To provide modulation of the oscillator output, a voltage divider is formed by two resistors 54 and 56 connected in series across the primary winding 22 of the input transformer 24 in parallel with the control capacitor 30 and the battery 28. This voltage divider 54, 56 provides an input, through a coupling capacitor 58, to the base of the modulation transistor 40. Preferably, about one sixtieth of the input voltage is applied to the transistor 40 as a modulation signal. This proportion may be adjusted by changing the relative values of the voltage divider resistors 54 and 56.

It will be understood from the above that when an audio signal is first supplied it charges the control capacitor 30, causing oscillation to commence, thereby providing a carrier signal. At the same time, the audio signal charges the battery 28 which supplies power to keep the oscillator in operation during pauses in the audio input. Thus, the carrier signal is continuous, despite temporary interruptions in the audio signal.

After the film has ended and the audio signal ceases, the carrier signal will eventually terminate due to the discharge of the control capacitor 30, although the battery 28 will remain charged for a much longer period. A small battery discharge current will flow through the resistor 52 and the FET 50 but this loss is insignicant.

The invention this provides a low cost interface device that converts a carrierless audio signal to a modulated carrier signal that can be processed by a conventional AM automobile radio. It requires no power supply other than the audio signal itself. The interface device 16 has about the same impedance as a conventional speaker, about 8 ohms, and may, therefore, be substituted for an individual speaker without modifications to the rest of the system. A single installation may include a mixture of conventional speakers and interface devices that can be interchanged at will.
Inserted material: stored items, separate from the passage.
PR #165, opened 2018-08-29
Add is developing addon based on flag

vladucu:
Adding this to ease development/debugging

### DIFF
--- a/index.js
+++ b/index.js
@@ -8,6 +8,10 @@ const MergeTrees = require('broccoli-merge-trees');
 module.exports = {
   name: '@smile-io/ember-polaris',
 
+  isDevelopingAddon() {
+    return process.env.SMILE_DEV;
+  },
+
   treeForStyles(tree) {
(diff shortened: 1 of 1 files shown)


index.js
```diff
@@ -8,6 +8,10 @@ const MergeTrees = require('broccoli-merge-trees');
 module.exports = {
   name: '@smile-io/ember-polaris',
 
+  isDevelopingAddon() {
+    return process.env.SMILE_DEV;
```
andrewpye: Do we want something more general than `SMILE_DEV` on this? Or are we only allowing Smile team to develop this addon? 😅

vladucu: I think the idea is to be something more unique to avoid anyone having this by mistake and have this result in files being watched and increase build times

vladucu: of course, anyone can set this flag if their developing 😄

andrewpye: Yeah I know 😛

PR #166, opened 2018-09-11
Safeguard against non finite numbers in progress bar

tomnez:
Prevents any non-finite number being used as a progress percentage in the `polaris-progress-bar`.

Alternatively this could also be caught in a `didReceiveAttrs` hook, but that might be overkill since the `progress` attr seems to only be used in computing the `parsedProgress` property.


tomnez:
Closing this because Polaris doesn't include any checks/conditions like this.

PR #168, opened 2018-09-14
Upgrade Ember to 3.4

vladucu:
Will merge this in a main `dev` branch and basing Polaris resource list on top of these

`ember-cli` upgrade diff [here](https://github.com/ember-cli/ember-new-output/compare/v3.1.4...v3.4.2)

### DIFF
--- a/.eslintignore
+++ b/.eslintignore
@@ -1,1 +1,18 @@
-/blueprints/*/files/**/*.js
+# unconventional js
+/blueprints/*/files/
+/vendor/
+
+# compiled output
+/dist/
+/tmp/
+
+# dependencies
+/bower_components/
+
+# misc
+/coverage/
+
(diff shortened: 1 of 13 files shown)


sivakumar-kailasam:
Looks like there's a bunch of errors with the latest ember-template-lint rules. May be turn them off for now so that tests pass?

While a particular form of the invention has been illustrated and described, it will be apparent that various modifications can be made without departing from the spirit and scope of the invention.

Claims

1. In a drive-in theater having an array of pre-designed parking spaces, a central audio output device for generating a carrierless audio signal, and a network of conductors for distributing said signal to said parking spaces, wherein the improvement comprises a plurality of interface devices each located at and associated with a particular one of said parking spaces and connected in parallel to said audio output device by said network to receive said audio signal as an input, each of said interface devices comprising:

oscillator means for generating a carrier signal, said oscillator means including an inductor and a capacitor arranged as a resonant circuit and a modulation transistor to which said resonant circuit is connected;

a secondary winding arranged for mutual inductance with said inductor to form an output transformer;

oscillator control means for activating said oscillator means in response to the presence of said audio signal and for deactivating said oscillator in response to the absence of said audio signal, said oscillator control means comprising a field-effect transistor and a control capacitor connected to the gate of said transistor and arranged to forward bias to said transistor upon charging of said control capacitor;

means for rectifying said audio signal to charge said control capacitor;

voltage divider means for supplying a portion of said audio signal to said oscillator transistor;

a rechargeable battery connected to said oscillator means to provide power for said oscillator means;

means for charging said battery with said audio signal comprising a diode arranged to rectify said audio signal, said diode being light emitting to indicate the presence of said audio signal; and

transfer means connected to said output transformer for inputing said audio signal to the radio antenna of an individual automobile.